(Dataset entries)
PR #318, opened 2026-08-28
fix(xcrawl): resolve API-origin-relative result links to absolute URLs

zeroicey:
## What

`xcrawl.ts` now resolves result `link` values that are not absolute `http(s)` URLs against the XCrawl API origin before emitting them.

## Why

XCrawl's Google SERP (`/v1/serp`, `engine=google_search`) currently returns `organic_results[].link` as API-origin-relative redirect stubs, e.g.:

```json
{ "link": "/goto?url=CAESXAHrOzAV..." }
```

Their docs still show absolute URLs (`"link": "https://openai.com/"`), so this looks like a server-side change. Taking those values verbatim produced broken relative result URLs (and a relative "Source" URL in the answer text). With this change we emit `https://run.xcrawl.com/goto?url=...`, which is a well-formed absolute URL, and non-relative links continue to pass through unchanged.

## Note

This is the defensive provider-side fix. Separately, XCrawl's `/goto` resolver currently returns `403 Access Denied: Only /v1 and /v2 endpoints are available`, so the resulting absolute URL is still an XCrawl-side redirect that only becomes clickable once XCrawl exposes the resolver (or restores absolute links). That upstream regression is worth reporting to XCrawl; see the follow-up for reference.

## Tests

- `test/xcrawl-provider.test.mjs`: added a regression test for relative `/goto` link resolution.
- `npx tsc --noEmit`: clean.
- xcrawl test file: 13/13 pass.
- Full `npm test`: 606 pass / 2 fail — the 2 failures are the pre-existing Gemini cookie/credential environment failures, unrelated to this change.

### DIFF
--- a/test/xcrawl-provider.test.mjs
+++ b/test/xcrawl-provider.test.mjs
@@ -69,6 +69,26 @@ test("XCrawl sends Bearer credentials to the SERP endpoint, normalizes null titl
 	assert.equal(output.routedProvider, "xcrawl");
 });
 
+test("XCrawl resolves API-origin-relative result links to absolute URLs", async () => {
+	const home = await createHome({ xcrawlApiKey: "xc-test-key" });
+	const child = runChild(`
+		globalThis.fetch = async () => new Response(JSON.stringify(${JSON.stringify(serpEnvelope({
+			organic: [
+				{ position: 1, title: "Redirect result", link: "/goto?url=CAESAAAA", snippet: "Obfuscated link." },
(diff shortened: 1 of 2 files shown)


nicobailon:
Thanks again for the XCrawl link fix. I landed the same behavior through owner-branch replacement PR #320 so we could add the required changelog credit and address the whitespace-only link review finding.

The replacement preserves your `/goto?...` relative-link handling and credits your contribution in the changelog. I am closing this PR as superseded by #320.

== Description of the task ==
Select and copy each line from the data that includes the word "values".

== Exercise output ==
`xcrawl.ts` now resolves result `link` values that are not absolute `http(s)` URLs against the XCrawl API origin before emitting them.
Their docs still show absolute URLs (`"link": "https://openai.com/"`), so this looks like a server-side change. Taking those values verbatim produced broken relative result URLs (and a relative "Source" URL in the answer text). With this change we emit `https://run.xcrawl.com/goto?url=...`, which is a well-formed absolute URL, and non-relative links continue to pass through unchanged.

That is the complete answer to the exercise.